Bees use their stingers in self defense and in defense of their brood. They don't use them for any other purpose. A stinger is located at the rear end of a bee. It is not like the sharp tongues or jaws of other insects like mosquitoes, horse flies or fleas. These insects use their piercing mouth parts for an entirely different purpose, primarily to obtain nutrition in the form of blood.
Ichneumonid wasps have an impressive appendage
at the rear end, but it isn't a stinger.
It is used only to lay eggs and it is called ovipositor
A stinger has a long and peculiar evolutionary history. Many millions of years ago there were wasps, ancestors of present day wasps and bees, which did not have stingers. They did have a long, pointy tube at the end of the abdomen which they used for laying eggs and got the name of ovipositor. Many wasps still use it for this only purpose. They inject an egg inside the body of another insect, for instance a fat, nutritious caterpillar. The wasp's baby grows surrounded by food and well protected inside the body of its victim. Ordinarily, it ends up killing its host. This is why they are considered something between a parasite and a predator and they are called parasitoids. Their victims are called hosts.

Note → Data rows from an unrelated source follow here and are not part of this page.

PR #159, opened 2017-05-20
Changed: Cleaned away some unused/defunct items from AdaptiveSIM

kmokstad:
Suggest this cleanup to reduce potential confusion:
* The initAdaptor and writeGlv methods no longer use the nNormProj argument, which means that the getNoNorms method is not needed either.
* The getNormPrefixes method is not needed. There is no point in passing the projection names as prefixes to the HDF5-exporter, because norms of the projected solutions are not exported to HDF5 as it is implemented now (only for FE solution and analytical, when existing). If we also want to have norms of projected solutions on HDF5, this has to be implemented in a different way (do the solutionNorms call outside the exporter method, and only pass the resulting arrays, like we do for the solutions themselves. This, eventually, has to be a separate PR, though, not that urgent).
* The setupProjections method (which only resizes the proj array) is removed. This task is moved to initAdaptor instead, which means that this method has to be invoked _before_ registering the projection arrays with the DataExporter. Notice that SIMSolverAdap still cannot be used if projections are wanted on the HDF5.export (since there is no hookup for doing this call in the SIMSolver template). initAdaptor is currently invoked by SIMSolverAdap::solveProblem, which is too late for achieving this. This is not a big problem though, as it is only the Elasticity app that exports projected fields for adaptive simulations to HDF5, and this app does not use SIMSolverAdap, yet.
* The other changes are cosmetics

### DIFF
--- a/Apps/Common/SIMSolverAdap.h
+++ b/Apps/Common/SIMSolverAdap.h
@@ -39,18 +39,15 @@ public:
   //! \brief Solves the problem up to the final time.
   virtual int solveProblem(char* infile, const char* heading, bool = false)
   {
-    if (SIMSolver<T1>::exporter)
-      SIMSolver<T1>::exporter->setNormPrefixes(aSim.getNormPrefixes());
-
-    aSim.setupProjections();
-    aSim.initAdaptor(0,2);
+    if (!aSim.initAdaptor())
+      return 1;
 
     this->printHeading(heading);
 
     for (int iStep = 1; aSim.adaptMesh(iStep); iStep++)
       if (!aSim.solveStep(infile,iStep))
         return 1;
-      else if (!aSim.writeGlv(infile,iStep,aSim.getNoNorms()))
+      else if (!aSim.writeGlv(infile,iStep))
         return 2;
       else if (SIMSolver<T1>::exporter)
         SIMSolver<T1>::exporter->dumpTimeLevel(nullptr,true);
--- a/src/SIM/AdaptiveSIM.C
+++ b/src/SIM/AdaptiveSIM.C
@@ -16,7 +16,6 @@
 #include "SIMenums.h"
 #include "ASMunstruct.h"
 #include "IntegrandBase.h"
-#include "SystemMatrix.h"
 #include "Utilities.h"
 #include "IFEM.h"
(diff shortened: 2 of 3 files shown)


kmokstad:
jenkins build this with downstreams ifem-elasticity=25 please

akva2:
Looks fine

VikingScientist:
I see that TRUE_BETA is grouped with the threshold options, but I don't know if that makes sense. I guess that re-using beta altogether is a bad idea. The fact is that we have three main ways of marking refinement, and ideally they should be tagged with different symbols (alpha, beta, gamma?)

**Alpha refinement (Threshold)**
Computes error on all functions or elements followed by
* Refine elements/functions with alpha (0-100) percent error of the MAX error
* Refine elements/functions with more than average error
* Refine elements/functions with alpha(100+) percent error of MIN error

**Beta refinement (default)**
Sorts all functions or elements followed by
* Refine the beta (0-100) percent of elements/functions that have the most error

**Gamma refinement (True_Beta)**
Sorts all functions or elements followed by
* Iteratively refine one-and-one function/element until the function space has grown by beta (0+) percent

Beta takes on wildly different values for different choice of refinement. To get (roughly) the same mesh with the different techniques above one would choose beta=20 (alpha-MAX error), beta=400 (alpha-MIN error), beta=15 (default), beta=100 (true beta). Also: true_beta is the only one which is not predictive, i.e. the refinement is outsourced to the LRSpline-library, while for the first methods, it is handled by IFEM.

VikingScientist:
The above comment was not meant as a critique of this PR, but rather as a critique of (my own) initial structure of the refinement options. 

The PR gets rid of legacy code and improves on the readability of the code. I absolutely loves this kind of commits :heart:

kmokstad:
I interpret the above comments that this commit is acceptable. I merged the old trueBeta flag into the enum variable, to make it more evident that these are not two independent options, but indicate five different ways of using the parameter beta. One could always think of more logic naming, but for now I only did this way to point out the relation to the removed variable. If you want to refactor this in more sensible way, that better fits the intended understanding, that's fine with me,

VikingScientist:
Yes, this commit is acceptable :smile:

PR #161, opened 2017-05-26
L2 refactor

kmokstad:
Includes an option (currently hardcoded) to enforce the end-point values in the L2-projection.
Not very well tested - only in 1D, so this is WIP.

### DIFF
--- a/src/ASM/ASMbase.h
+++ b/src/ASM/ASMbase.h
@@ -627,9 +627,11 @@ public:
   //! \param[out] sField Secondary solution field control point values
   //! \param[in] integrand Object with problem-specific data and methods
   //! \param[in] continuous If \e true, a continuous L2-projection is used
-  virtual bool globalL2projection(Matrix& sField,
-                                  const L2Integrand& integrand,
-                                  bool continuous = false) const;
+  //! \param[in] enforceEnds If \e true, enforce corner point value equality
+  bool globalL2projection(Matrix& sField,
+                          const L2Integrand& integrand,
+                          bool continuous = false,
+                          bool enforceEnds = false) const;
 
   //! \brief Projects the secondary solution using a continuous global L2-fit.
   //! \param[out] sField Secondary solution field control point values
--- a/src/ASM/GlbL2projector.C
+++ b/src/ASM/GlbL2projector.C
@@ -43,7 +43,7 @@ LinSolParams*      GlbL2::SolverParams = nullptr;
      out[1] = {2,2,2,3,3,3,5,5,5}
 */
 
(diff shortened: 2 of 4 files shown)


akva2:
missing: ASMu2Dmxrecovery.C.

worth considering: ASMLRSpline.C, edgeL2projection (and the equivalent faceL2projection in https://github.com/OPM/IFEM/pull/158) and the related duplication of code in ASMxyD implementations of updateDirichlet.

kmokstad:
I know, did not consider the mixed patches yet, until we know that this is actually how we will do it.
ASMbase::globalL2projection cannot be used for mixed, due to the different arrangement of the field variables.

The suggested refactor of the LR-L2-projection is also worth considering, but that is for projecting explicit functions for non-homogeneous boundary conditions, not the secondary solution as here.

akva2:
Yes. It could possibly be unified through fieldfunc, though there need to be substantial code simplicity to be had to go that way as there would be some overhead.

kmokstad:

kmokstad:

src/ASM/LR/ASMu2Dmx.C
```diff
@@ -745,20 +745,19 @@ void ASMu2Dmx::generateThreadGroups (const Integrand& integrand, bool silence,
...
   // TODO: Support for div-compatible
   int p1 = 0;
-  for (size_t i = 1; i <= m_basis.size(); ++i) {
-    if (this->getBasis(i)->order(0) > p1)
-      p1 = this->getBasis(i)->order(0), threadBasis = i;
+  for (size_t i = 1; i <= m_basis.size(); ++i)
+    if (this->getBasis(i)->order(0) > p1) {
+      threadBasis = this->getBasis(i);
+      p1 = threadBasis->order(0);
   }
```
akva2: wrong indent

kmokstad:
Only the last commit here is not merged yet. That one is put on hold as not sure yet if this is needed.

akva2:
it could be used to simplify constrainEdge/constrainFace and clarify the role of ASMbase::updateDirichlet (only handles actual nodal constraints).

akva2:
could you rebase please?

kmokstad:
Most of the refactoring mentioned above was already done long time ago (unifying the globalL2projection methods into a ASMbase method, etc.). Then only thing remaining here is the option to enforce the end/corner point values. Therefore rewriting this branch with that only on top + some small doxy fixes + a potiential bugfix in L2FuncIntegrand::evaluate()  (see second commit).

kmokstad:

PR #162, opened 2017-05-28
Added: Extract total rotation angles for result point print

kmokstad:
For problems with rotational DOFs, we want to print out the absolute rotation angles for the result points (as in FENRIS).


akva2:
tests? :)

kmokstad:
jenkins build this with downstreams ifem-beamex=7 please

PR #239, opened 2018-01-04
Trace operator for matrix and matrix3D

kmokstad:
Just some convenience methods. Also (first commit) an extra argument for the SIMbase::project method such that it can be used when we only want a specified component.

### DIFF
--- a/src/LinAlg/matrix.h
+++ b/src/LinAlg/matrix.h
@@ -555,6 +555,9 @@ namespace utl //! General utility classes and functions.
       return *this;
     }
 
+    //! \brief Return the trace of the matrix (sum of its diagonal elements).
+    T trace() const { return this->elem.sum(0,nrow+1); }
+
 #define THIS(i,j) this->operator()(i,j)
 
     //! \brief Compute the determinant of a square matrix.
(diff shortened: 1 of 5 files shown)


kmokstad:
jenkins build this with downstreams ifem-poisson=23 please

src/LinAlg/matrix.h
```diff
@@ -916,6 +919,12 @@ namespace utl //! General utility classes and functions.
       return col;
     }
 
+    //! \brief Return the trace of the \a i1'th sub-matrix.
+    T trace(size_t i1) const
+    {
+      return this->elem.sum(i1-1,this->n[0]*(this->n[1]+1));
```
akva2: a index check is possibly appropriate.

kmokstad:
jenkins build this with downstreams ifem-poisson=23 please

src/LinAlg/matrix.h
kmokstad: Yes, indeed. Added.

kmokstad:
jenkins build this with downstreams ifem-poisson=23 please

PR #240, opened 2018-01-05
fixed: ASMbase needs the maximum number of components

akva2:
if not, we cannot apply boundary conditions for simulators where
number of fields > nsd. fixes boussinesq application.


akva2:
3D doesn't have the n_s/n_f param separation. the other constructors are cc's, and/or one where you can manually set n_f, and LR has been fixed earlier. there are other issues in 3D but that's unrelated to this.

PR #243, opened 2018-01-11
fixed: iterate over basis functions instead of getting by ID

akva2:
the data structure is O(n) for access (and O(1) insert). 

@kmokstad should fix observed inefficiencies in openfrac + hdf5 export.


VikingScientist:

PR #244, opened 2018-01-13
Profiling of DataExporter::dumpTimeLevel + 3D fix

kmokstad:
You did not give me a chance to comment on #243 before it was merged, as I did not check sintef-email yesterday. Therefore a new PR here with some amendments. Also check if the same time thief is hidden elsewhere.


akva2:
yes kjetil was a bit quicker on the trigger than anticipated. looks all good to me. there is no additional usage where we loop over all function afaict, so the rest of the calls to getBasisfunction are necessary.

kmokstad:

PR #245, opened 2018-01-19
added: specify parameter domain in model generator

akva2:


src/SIM/ModelGenerator.C
```diff
@@ -21,6 +21,32 @@
...
+    print |= utl::getAttribute(geo,min.c_str(),pmin);
+    print |= utl::getAttribute(geo,max.c_str(),pmax);
+    if (print)
+      IFEM::cout <<"\n\t" << min[0] << "["<< pmin << ","<< pmax <<"]";
+    std::stringstream str;
+    str << pmin << " " << pmin << " " << pmax << " " << pmax;
+    g2.append("\n2 2\n");
+    g2.append(str.str());
+  }
+  g2.append("\n");
```
kmokstad: Alternative rewrite (for compactness, but not tested)
```
  char* min = const_cast<char*>("umin");
  char* max = const_cast<char*>("umax");
  std::stringstream str;
  for (size_t i = 0; i < num; ++i, ++min[0], ++max[0]) {
    double pmin = 0.0, pmax = 1.0;
    if (utl::getAttribute(geo,min,pmin) | utl::getAttribute(geo,max,pmax))
      IFEM::cout <<"\n\t"<< min[0] <<"["<< pmin <<","<< pmax <<"]";
    str <<"\n2 2\n"<< pmin <<" "<< pmin <<" "<< pmax <<" "<< pmax;
  }
  g2.append(str.str());
  g2.append("\n");
```

akva2: took most of it, but i cannot do those char* shenanigans. cdata is in read only memory, it instantly segfaults.

PR #246, opened 2018-01-31
Some small fixes

akva2:
- allow parallel test execution
- quell some clang warnings


akva2:
i can do the long rationalization in real life, but it basically comes down to http://en.cppreference.com/w/cpp/language/list_initialization. the first { is the initializer list, then second { is the values for the array.

akva2:
jenkins build this please

PR #248, opened 2018-02-05
Doxy issues and don't use utl::vector when not needed

kmokstad:
Pull this one before #246


akva2:
jenkins build this please

PR #249, opened 2018-02-05
fixed: make sure we have a row to store anasol component in

akva2:
This is necessary with Chorin. Due to the split nature of things, we do not have a pressure in the primary field when storing the VTF (it's written by the pressure correction SIM).

This causes problems, as the anasol still holds the pressure (necessary for norm calculations) and this sanity check comes to the rescue. Should only add sanity in any case so i think it's an acceptable solution.


akva2:
it's a bit tricky to improve resizing which is why it was done as-is i believe. the assumption is that anasol holds as many components as the primary solution and that the components are named thereafter. which means that the only mismatches we can really handle is truncated anasol or too many components in anasol. the former is already handled, this handles the latter.

PR #250, opened 2018-02-08
Move patch-only dependent code from SIMinput to ASM-scope

kmokstad:
Some refactoring to make SIMinput cleaner.

There are two issues with this one that need some attention before this can be merged.

1. In ASMu2D::InterfaceChecker::Intersection (which I now changed into a std::pair, was done before the doxy arrived), I cannot see that the continuity flag (now the first member) is ever set or used. It is referred in the Stokes-app (the JumpCheckeru2D class), but where is it defined?

2. The second commit (SIM3D::clonePatches was missing) causes the 3D FSI tests to fail, due to the results are slightly off. Need to check whether it is the new or the old results that are the "correct" ones, and either update the tests for find the source of the error.

### DIFF
--- a/src/ASM/ASMunstruct.h
+++ b/src/ASM/ASMunstruct.h
@@ -33,13 +33,12 @@ namespace LR //! Utilities for LR-splines.
     options[0] is the beta percentage of elements to refine,
     options[1] is the knotline multiplicity (default 1),
     options[2] is the refinement scheme (default 0),
-    (FULLSPAN=0, MINSPAN=1, ISOTROPIC ELEMENTS=2, ISOTROPIC FUNCTIONS=3),
-    options[3] is the symmetry, i.e., always refine a multiple of this value,
-    options[4] is nonzero if testing for linear independence at all iterations,
-    options[5] is the maximum number of T-joints allowed in the model,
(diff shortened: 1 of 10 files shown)


kmokstad:
OK, as I said, it was changed into a pair because the previous struct was undocumented, and to minimize the needed doxy..., but since that has been changed now I can revert that part. But still it is not good with an uninitialized member (the continuity)

akva2:
agree. initialize it to 0.

kmokstad:
jenkins build this with downstreams ifem-fsi=26 please

kmokstad:
Regarding the second issue, I think the new response is the correct one. The difference was due to that the FSI solver thought the chorin sub-solvers were sharing the grids, but they were actually not. The result was then that only the velocity prediction solver got its grid updated when moving the structure, whereas the correction solvers worked on the initial grids all the way.

kmokstad:
Det ble failure her. Men ser ikke noe annet galt enn de doxy-warningene?

akva2:
ja, bare merge, hickup i doxygen scanneren (ser på det nå).

akva2:
jenkins build this with downstreams ifem-fsi=26 please

PR #251, opened 2018-02-08
added: store continuity of mesh line intersections in ASMu2D

akva2:
As pointed out in #250 this was unimplemented.


akva2:
jenkins build this please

The hosts, in turn, developed defenses against their enemies. Many of the larvae hide themselves inside plant stems or under bark. So the wasps, had to come up with ways to overcome these defenses. Their ovipositors became stronger and longer. Other victims were able to fight back by squirming or biting their attackers back. So the wasps evolved substances that they could inject along with the egg. These substances paralyze the victim without killing it. Thus the progeny has fresh food at its disposal, rather than a decomposing corpse. And here is where the ovipositor took a curious turn.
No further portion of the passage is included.